YOUR GOAL:
The word "exposed" appears in some lines of the records below; state how many lines, and nothing else.

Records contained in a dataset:
PR #1199, opened 2020-11-12
Add deprecation for filter method

VincentLanglet:
## Subject

The method `filter` won't be in the interface anymore so we can restrict the typehint.

## Changelog

```markdown
### Deprecated
- Deprecate passing an instance of `ProxyQueryInterface` which is not an instance of `Sonata\DoctrineORMAdminBundle\Datagrid::ProxyQuery` as argument 1 to the `Sonata\DoctrineORMAdminBundle\Filter\Filter::filter()` method.
```

### DIFF
--- a/UPGRADE-3.x.md
+++ b/UPGRADE-3.x.md
@@ -1,6 +1,12 @@
 UPGRADE 3.x
 ===========
 
+### Sonata\DoctrineORMAdminBundle\Filter\Filter
+
+Deprecate passing an instance of `Sonata\AdminBundle\Datagrid\ProxyQueryInterface`
+which is not an instance of `Sonata\DoctrineORMAdminBundle\Datagrid\ProxyQuery` as
+argument 1 to the `Sonata\DoctrineORMAdminBundle\Filter\Filter::filter()` method.
+
 UPGRADE FROM 3.25 to 3.26
 =========================
 
--- a/src/Filter/AbstractDateFilter.php
+++ b/src/Filter/AbstractDateFilter.php
@@ -13,13 +13,14 @@ declare(strict_types=1);
 
 namespace Sonata\DoctrineORMAdminBundle\Filter;
 
-use Sonata\AdminBundle\Datagrid\ProxyQueryInterface;
+use Sonata\AdminBundle\Datagrid\ProxyQueryInterface as BaseProxyQueryInterface;
 use Sonata\AdminBundle\Form\Type\Filter\DateRangeType;
 use Sonata\AdminBundle\Form\Type\Filter\DateTimeRangeType;
 use Sonata\AdminBundle\Form\Type\Filter\DateTimeType;
 use Sonata\AdminBundle\Form\Type\Filter\DateType;
 use Sonata\AdminBundle\Form\Type\Operator\DateOperatorType;
 use Sonata\AdminBundle\Form\Type\Operator\DateRangeOperatorType;
+use Sonata\DoctrineORMAdminBundle\Datagrid\ProxyQueryInterface;
 
 abstract class AbstractDateFilter extends Filter
 {
@@ -47,8 +48,19 @@ abstract class AbstractDateFilter extends Filter
      */
     protected $time = false;
 
-    public function filter(ProxyQueryInterface $queryBuilder, $alias, $field, $value)
+    public function filter(BaseProxyQueryInterface $query, $alias, $field, $value)
     {
+        /* NEXT_MAJOR: Remove this deprecation and update the typehint */
+        if (!$query instanceof ProxyQueryInterface) {
+            @trigger_error(sprintf(
+                'Passing %s as argument 1 to %s() is deprecated since sonata-project/doctrine-orm-admin-bundle 3.x'
+                .' and will throw a \TypeError error in version 4.0. You MUST pass an instance of %s instead.',
+                \get_class($query),
+                __METHOD__,
+                ProxyQueryInterface::class
+            ));
+        }
+
         // check data sanity
         if (!$value || !\is_array($value) || !\array_key_exists('value', $value)) {
             return;
@@ -85,27 +97,27 @@ abstract class AbstractDateFilter extends Filter
             // default type for range filter
             $value['type'] = !isset($value['type']) || !is_numeric($value['type']) ? DateRangeOperatorType::TYPE_BETWEEN : $value['type'];
 
-            $startDateParameterName = $this->getNewParameterName($queryBuilder);
-            $endDateParameterName = $this->getNewParameterName($queryBuilder);
+            $startDateParameterName = $this->getNewParameterName($query);
+            $endDateParameterName = $this->getNewParameterName($query);
 
             if (DateRangeOperatorType::TYPE_NOT_BETWEEN === $value['type']) {
-                $this->applyWhere($queryBuilder, sprintf('%s.%s < :%s OR %s.%s > :%s', $alias, $field, $startDateParameterName, $alias, $field, $endDateParameterName));
+                $this->applyWhere($query, sprintf('%s.%s < :%s OR %s.%s > :%s', $alias, $field, $startDateParameterName, $alias, $field, $endDateParameterName));
             } else {
                 if ($value['value']['start']) {
-                    $this->applyWhere($queryBuilder, sprintf('%s.%s %s :%s', $alias, $field, '>=', $startDateParameterName));
+                    $this->applyWhere($query, sprintf('%s.%s %s :%s', $alias, $field, '>=', $startDateParameterName));
                 }
 
                 if ($value['value']['end']) {
-                    $this->applyWhere($queryBuilder, sprintf('%s.%s %s :%s', $alias, $field, '<=', $endDateParameterName));
+                    $this->applyWhere($query, sprintf('%s.%s %s :%s', $alias, $field, '<=', $endDateParameterName));
                 }
             }
 
             if ($value['value']['start']) {
-                $queryBuilder->setParameter($startDateParameterName, $value['value']['start']);
+                $query->getQueryBuilder()->setParameter($startDateParameterName, $value['value']['start']);
             }
 
             if ($value['value']['end']) {
-                $queryBuilder->setParameter($endDateParameterName, $value['value']['end']);
+                $query->getQueryBuilder()->setParameter($endDateParameterName, $value['value']['end']);
             }
         } else {
             if (!$value['value']) {
@@ -125,33 +137,33 @@ abstract class AbstractDateFilter extends Filter
 
             // null / not null only check for col
             if (\in_array($operator, ['NULL', 'NOT NULL'], true)) {
-                $this->applyWhere($queryBuilder, sprintf('%s.%s IS %s ', $alias, $field, $operator));
+                $this->applyWhere($query, sprintf('%s.%s IS %s ', $alias, $field, $operator));
 
                 return;
             }
 
-            $parameterName = $this->getNewParameterName($queryBuilder);
+            $parameterName = $this->getNewParameterName($query);
 
             // date filter should filter records for the whole day
             if (false === $this->time && DateOperatorType::TYPE_EQUAL === $value['type']) {
-                $this->applyWhere($queryBuilder, sprintf('%s.%s %s :%s', $alias, $field, '>=', $parameterName));
-                $queryBuilder->setParameter($parameterName, $value['value']);
+                $this->applyWhere($query, sprintf('%s.%s %s :%s', $alias, $field, '>=', $parameterName));
+                $query->getQueryBuilder()->setParameter($parameterName, $value['value']);
 
-                $endDateParameterName = $this->getNewParameterName($queryBuilder);
-                $this->applyWhere($queryBuilder, sprintf('%s.%s %s :%s', $alias, $field, '<', $endDateParameterName));
+                $endDateParameterName = $this->getNewParameterName($query);
+                $this->applyWhere($query, sprintf('%s.%s %s :%s', $alias, $field, '<', $endDateParameterName));
                 if ('timestamp' === $this->getOption('input_type')) {
                     $endValue = strtotime('+1 day', $value['value']);
                 } else {
                     $endValue = clone $value['value'];
                     $endValue->add(new \DateInterval('P1D'));
                 }
-                $queryBuilder->setParameter($endDateParameterName, $endValue);
+                $query->getQueryBuilder()->setParameter($endDateParameterName, $endValue);
 
                 return;
             }
 
-            $this->applyWhere($queryBuilder, sprintf('%s.%s %s :%s', $alias, $field, $operator, $parameterName));
-            $queryBuilder->setParameter($parameterName, $value['value']);
+            $this->applyWhere($query, sprintf('%s.%s %s :%s', $alias, $field, $operator, $parameterName));
+            $query->getQueryBuilder()->setParameter($parameterName, $value['value']);
         }
     }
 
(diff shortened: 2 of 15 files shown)


src/Filter/AbstractDateFilter.php
```diff
@@ -49,6 +50,17 @@ abstract class AbstractDateFilter extends Filter
 
     public function filter(ProxyQueryInterface $queryBuilder, $alias, $field, $value)
     {
+        /* NEXT_MAJOR: Remove this deprecation and update the typehing */
+        if ($queryBuilder instanceof ProxyQuery) {
+            @trigger_error(sprintf(
+                'Passing %s as argument 1 to %s() is deprecated since sonata-project/doctrine-orm-admin-bundle 3.x'
+                .' and will throw a \TypeError in version 4.0. You must pass an instance of %s instead.',
```
phansys, line 57:
```suggestion
                .' and will throw a \TypeError error in version 4.0. You MUST pass an instance of %s instead.',
```

UPGRADE-3.x.md
```diff
@@ -4,6 +4,12 @@ UPGRADE 3.x
 UPGRADE FROM 3.x to 3.x
 =======================
 
+### Sonata\DoctrineORMAdminBundle\Filter\Filter
+
+Deprecate passing an instance of `ProxyQueryInterface` which is not an instance of
+`Sonata\DoctrineORMAdminBundle\Datagrid::ProxyQuery` as argument 1 to the
```
phansys, line 10:
```suggestion
`Sonata\DoctrineORMAdminBundle\Datagrid\ProxyQuery` as argument 1 to the
```

phansys (changes requested):
Will we make a contract with the concrete class `Sonata\DoctrineORMAdminBundle\Datagrid\ProxyQuery`?
I don't understand why.

VincentLanglet:
> Will we make a contract with the concrete class `Sonata\DoctrineORMAdminBundle\Datagrid\ProxyQuery`?
> I don't understand why.

Because we're already kinda doing it by using method like
- `setParameter`
- `expr`
- `entityJoin` (which will be removed from the interface) 
- `getUniqueParameterId` (which will be removed from the interface)

UPGRADE-3.x.md
```diff
@@ -4,6 +4,12 @@ UPGRADE 3.x
 UPGRADE FROM 3.x to 3.x
 =======================
 
+### Sonata\DoctrineORMAdminBundle\Filter\Filter
+
+Deprecate passing an instance of `ProxyQueryInterface` which is not an instance of
```
phansys, line 9:
```suggestion
Deprecate passing an instance of `Sonata\AdminBundle\Datagrid\ProxyQueryInterface` which is not an instance of
```

phansys (changes requested):
Should we not create a local interface (maybe extending `Sonata\AdminBundle\Datagrid\ProxyQueryInterface`) with the methods that are used here? Or it is not worth?

VincentLanglet:
> Should not we create a local interface (maybe extending `Sonata\AdminBundle\Datagrid\ProxyQueryInterface`) with the methods that are used here? Or it is not worth?

Do you use these filters with another ProxyQuery ?
I don't. And I'm not sure someone does.

I would wait for someone creating an issue with a real use case to create this interface instead.

UPGRADE-3.x.md
VincentLanglet: Done

phansys:
>Do you use these filters with another ProxyQuery ?

Yes, indeed I use a variety of custom model managers with their own proxy queries (and so).
In my case, these model managers are for external data sources (mainly ReST APIs). Currently, since I have not enough time to plan a deep refactoring, the classes I use to support these managers are extending or decorating classes from the ORM manager in order to simplify the amount of code I need (I just override the parts I need).

VincentLanglet:
> > Do you use these filters with another ProxyQuery ?
> 
> Yes, indeed I use a variety of custom model managers with their own proxy queries (and so).

How are defined your ProxyQueries ?
The ProxyQuery is currently not marked as final, so if you're extending them, there is no issue.

The day we will mark this class as final, we should add a `DoctrineORMProxyQueryInterface`.

> In my case, these model managers are for external data sources (mainly ReST APIs). Currently, since I have not enough time to plan a deep refactoring, the classes I use to support these managers are extending or decorating classes from the ORM manager in order to simplify the amount of code I need (I just override the parts I need).

ModelManager will be final in next Major (https://github.com/sonata-project/SonataDoctrineORMAdminBundle/blob/3.x/src/Model/ModelManager.php#L43).
Will it impact you ?

src/Filter/Filter.php
```diff
@@ -24,6 +24,17 @@ abstract class Filter extends BaseFilter
...
+    /**
+     * NEXT_MAJOR change $queryBuilder type for ProxyQuery.
+     *
+     * Apply the filter to the QueryBuilder instance.
+     *
+     * @param string  $alias
+     * @param string  $field
+     * @param mixed[] $value
+     */
+    abstract public function filter(ProxyQueryInterface $queryBuilder, $alias, $field, $value);
```
core23, line 36: This is a BC break. You MUST implement the new method, if you create a custom filter

core23 (changes requested):

src/Filter/Filter.php
VincentLanglet: This is not, because the method is not new. It's in the FilterInterface.

It will be removed in the next major, but will still be used in this persistence bundle.

phansys:
>How are defined your ProxyQueries ?

My `ProxyQuery` classes are currently extending `Sonata\DoctrineORMAdminBundle\Datagrid\ProxyQuery` (but please, be aware that they are not related in any way to the ORM manager). I'm currently using inheritance just for laziness, but if they were defined correctly, they should not inherit from other model managers.

>ModelManager will be final in next Major (https://github.com/sonata-project/SonataDoctrineORMAdminBundle/blob/3.x/src/Model/ModelManager.php#L43).
Will it impact you ?

Sure, I'm aware of this and that is right.

VincentLanglet:
> > How are defined your ProxyQueries ?
> 
> My `ProxyQuery` classes are currently extending `Sonata\DoctrineORMAdminBundle\Datagrid\ProxyQuery`

Then you won't have any issue with this PR

> (but please, be aware that they are not related in any way to the ORM manager). I'm currently using inheritance just for laziness, but if they were defined correctly, they should not inherit from other model managers.

If they are not related in any way to the ORM manager, you should have your own bundle. If you override everything, you could have use SonataDoctrineMongoDBAdminBundle too 😅

First, for our filter, the methods 
```
setParameter
expr
entityJoin (which will be removed from the interface)
getUniqueParameterId
```
Are needed. Do you override all of them ?
Then if I look at others methods of this bundle, there is a lot of `QueryBuilder` specific methods that we use.
In `SonataDoctrineMongoDBAdminBundle`, @franmomu is doing a lot of work to improve the psalm level. 
If we do the same here, we will have error because we're using method which are missing in ProxyQueryInterface.
So we need to find a solution, and restricting the ProxyQuery type seems to be a good solution to me.

phansys:
>If you override everything, you could have use SonataDoctrineMongoDBAdminBundle too

Yes, I could override any existing implementation.

>First, for our filter, the methods
>
>setParameter
expr
entityJoin (which will be removed from the interface)
getUniqueParameterId
Are needed. Do you override all of them ?

In my use case, I'm overriding `setParameter()` and `entityJoin()` (although I think the last one is not required).

VincentLanglet:
Since the ProxyQuery is not final ; do you still have a blocking point ? @phansys

phansys:
> Since the ProxyQuery is not final ; do you still have a blocking point ? @phansys

My intention is not to set a blockint point based on my specific and invalid use case. But I think every extension point we provide must be based on a interface.
So, to resume my opinion, if we consider `ProxyQuery` an extension point, we should provide an interface defining the methods we consider as part of that contract. The implementation must be final and must implement that interface.

VincentLanglet:
> So, to resume my opinion, if we consider `ProxyQuery` an extension point, we should provide an interface defining the methods we consider as part of that contract. The implementation must be final and must implement that interface.

I would agree with this, theorically, but
- There is no `QueryBuilderInterface` we can extends.
- If we declare our `DoctrineProxyQueryInterface` with all the methods from the `QueryBuilder`, we'll have to add them to our `ProxyQuery` since `__call` is not enough to implement an Interface.

We're currently coding in this repository like the ProxyQueryInterface was a ProxyQuery, (in the same way, @franmomu is adding some `assert($proxyQuery instanceof DocumentManager)` everywhere in another persistence bundle) so let's just update the code to reflect the reality. It's a big lie to keep the ProxyQueryInterface typehint when we're not respecting this interface.

If not, this commit: https://github.com/sonata-project/SonataDoctrineORMAdminBundle/commit/4f63cc946147f95b791a60a481b2227baa8a076a#diff-d72576a660958913b8abcaf203e1b6c855f9f4bdfd93c5c2715fd4c4e96e3d70
Should have been a BC-break, because the filter was using 
```
$queryBuilder->expr()->notIn()
$queryBuilder->expr()->in()
```
And not use some new methods 
```
$queryBuilder->expr()->andX()
$queryBuilder->expr()-> isNotNull()
```
Which may not exists. Proof is this didn't exist in the QueryBuilder used for the tests.

And I'm pretty sure I can find bigger BC-break.

This PR doesn't forbid to do all the interface-work later. It's just here to start "saying the truth".

phansys:
>This PR doesn't forbid to do all the interface-work later. It's just here to start "saying the truth".

I agree with the path we are trying to follow to provide transparency. I just think that we should be clear about the lack of a proper interface for these methods. So, I think we must provide `TODO` or `NEXT_MAJOR` comments explaining what we should do to fix the already known issues later.

VincentLanglet:
> > This PR doesn't forbid to do all the interface-work later. It's just here to start "saying the truth".
> 
> I agree with the path we are trying to follow to provide transparency. I just think that we should be clear about the lack of a proper interface for these methods. So, I think we must provide `TODO` or `NEXT_MAJOR` comments explaining what we should do to fix the already known issues later.

An issue since the ideal place for this: https://github.com/sonata-project/SonataDoctrineORMAdminBundle/issues/1216

VincentLanglet:
Friendly ping @core23 @phansys @sonata-project/contributors

src/Filter/AbstractDateFilter.php
```diff
@@ -49,6 +50,17 @@ abstract class AbstractDateFilter extends Filter
 
     public function filter(ProxyQueryInterface $queryBuilder, $alias, $field, $value)
     {
+        /* NEXT_MAJOR: Remove this deprecation and update the typehint */
+        if ($queryBuilder instanceof ProxyQuery) {
```
core23, line 54: You should invert this check (and the others)

core23 (changes requested):

src/Filter/AbstractDateFilter.php
VincentLanglet: Yes indeed ! It's fixed, thanks.

core23 (dismissed):

phansys:
> Friendly ping @core23 @phansys @sonata-project/contributors

Before considering this PR RTM, I think we must take a decision about the situation exposed at #1216 first. Otherwise, we will be triggering a deprecation that maybe later may change. Not a big deal, but if is possible, I'd like to avoid changes in what we document as upgrade notes.

VincentLanglet:
> > Friendly ping @core23 @phansys @sonata-project/contributors
> 
> Before considering this PR RTM, I think we must take a decision about the situation exposed at #1216 first. Otherwise, we will be triggering a deprecation that maybe later may change. Not a big deal, but if is possible, I'd like to avoid changes in what we document as upgrade notes.

I'll first merge https://github.com/sonata-project/SonataDoctrineORMAdminBundle/pull/1218
And then update this PR.

VincentLanglet:
@phansys The PR is ready to merge, IMHO

src/Filter/BooleanFilter.php
```diff
@@ -23,35 +24,46 @@
...
+
+        if (!$data || !\is_array($data) || !\array_key_exists('type', $data) || !\array_key_exists('value', $data)) {
             return;
         }
 
-        if (\is_array($value['value'])) {
-            $values = [];
-            foreach ($value['value'] as $v) {
+        if (\is_array($data['value'])) {
+            $datas = [];
```
franmomu, line 45: I think this is better as `$values`.

src/Filter/ChoiceFilter.php
```diff
@@ -54,8 +66,19 @@ public function getRenderSettings()
         ]];
     }
 
-    private function filterWithMultipleValues(ProxyQueryInterface $queryBuilder, string $alias, string $field, array $data = []): void
+    private function filterWithMultipleValues(BaseProxyQueryInterface $query, string $alias, string $field, array $data = []): void
     {
+        /* NEXT_MAJOR: Remove this deprecation and update the typehint */
+        if (!$query instanceof ProxyQueryInterface) {
```
franmomu, line 72: It's not necessary to trigger a deprecation in this private method, just the `NEXT_MAJOR` comment.

src/Filter/ChoiceFilter.php
```diff
@@ -65,51 +88,62 @@ private function filterWithMultipleValues(ProxyQueryInterface $queryBuilder, str
...
+            $this->applyWhere($query, $query->getQueryBuilder()->expr()->orX()->addMultiple($orConditions));
+            $query->getQueryBuilder()->setParameter($parameterName, $data['value']);
         }
     }
 
-    private function filterWithSingleValue(ProxyQueryInterface $queryBuilder, string $alias, string $field, array $data = []): void
+    private function filterWithSingleValue(BaseProxyQueryInterface $query, string $alias, string $field, array $data = []): void
     {
+        /* NEXT_MAJOR: Remove this deprecation and update the typehint */
+        if (!$query instanceof ProxyQueryInterface) {
```
franmomu, line 118: It's not necessary to trigger a deprecation in this private method, just the `NEXT_MAJOR` comment.

src/Filter/BooleanFilter.php
VincentLanglet: Done

src/Filter/ChoiceFilter.php
VincentLanglet: Indeed, I also discovered I also added `NEXT_MAJOR` comments for something I did on master https://github.com/sonata-project/SonataDoctrineORMAdminBundle/pull/1011

src/Filter/ChoiceFilter.php
```diff
@@ -54,62 +66,70 @@ public function getRenderSettings()
         ]];
     }
 
-    private function filterWithMultipleValues(ProxyQueryInterface $queryBuilder, string $alias, string $field, array $data = []): void
+    /**
+     * NEXT_MAJOR: Change the typehint to ProxyQueryInterface.
+     */
+    private function filterWithMultipleValues(BaseProxyQueryInterface $query, string $alias, string $field, array $data = []): void
```
franmomu, line 72: It's not related to this PR, but `array $data = []` (the default value) I think it doesn't make sense since next line is checking `count($data['value'])`, it would be nice to change this array to a VO, I'll create an issue.

franmomu (approved):

src/Filter/ChoiceFilter.php
VincentLanglet: Nice catch. This PR is big enough indeed, so I would prefer an issue indeed. :)

VincentLanglet:
@phansys Is it ok for you now ? I'm using the newly created interface instead of ProxyQuery.
Your approval is needed to merge this.

@greg0ire would it be conceivable to dismiss the change requested since I followed them ?
https://github.com/sonata-project/SonataDoctrineORMAdminBundle/pull/1199#pullrequestreview-530575230

greg0ire:
I suppose so.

SOLUTION FOR THIS EXERCISE:
2